Retype everything in the listing, leaving each line exactly as it is.

◆ ◆ ◆ ◆

PR #1272, opened 2017-11-15
FEATURE: create new node from references editor

dimaip:
Create nodes straight from reference(s) editor in a predefined location of a predefined type.

Useful for quickly adding tags or authors to posts.

The "Create new" option is shown when `path` and `type` editor options are specified.

Example config:
```
  properties:
    references:
      type: 'references'
      ui:
        inspector:
          editorOptions:
            createNew:
              path: '/sites/neosdemo'
              type: 'Neos.Neos:Shortcut'
              titleProperty: 'name' # optional, defaults to title
```


packages/neos-ui-editors/src/Editors/Reference/referenceDataLoader.js
```diff
@@ -0,0 +1,134 @@
+import React, {PureComponent} from 'react';
+import PropTypes from 'prop-types';
+import {connect} from 'react-redux';
+import {$get, $transform} from 'plow-js';
+import {selectors} from '@neos-project/neos-ui-redux-store';
+import {neos} from '@neos-project/neos-ui-decorators';
+
+export default isMulti => WrappedComponent => {
```
Inkdpixels: Maybe wrap the `isMulti` bool into an object? Would be better readable when using the HOC and it's extendable in the future! :) :100:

◆ ◆ ◆ ◆

## TASK RESPONSE
PR #1272, opened 2017-11-15
FEATURE: create new node from references editor

dimaip:
Create nodes straight from reference(s) editor in a predefined location of a predefined type.

Useful for quickly adding tags or authors to posts.

The "Create new" option is shown when `path` and `type` editor options are specified.

Example config:
```
  properties:
    references:
      type: 'references'
      ui:
        inspector:
          editorOptions:
            createNew:
              path: '/sites/neosdemo'
              type: 'Neos.Neos:Shortcut'
              titleProperty: 'name' # optional, defaults to title
```


packages/neos-ui-editors/src/Editors/Reference/referenceDataLoader.js
```diff
@@ -0,0 +1,134 @@
+import React, {PureComponent} from 'react';
+import PropTypes from 'prop-types';
+import {connect} from 'react-redux';
+import {$get, $transform} from 'plow-js';
+import {selectors} from '@neos-project/neos-ui-redux-store';
+import {neos} from '@neos-project/neos-ui-decorators';
+
+export default isMulti => WrappedComponent => {
```
Inkdpixels: Maybe wrap the `isMulti` bool into an object? Would be better readable when using the HOC and it's extendable in the future! :) :100:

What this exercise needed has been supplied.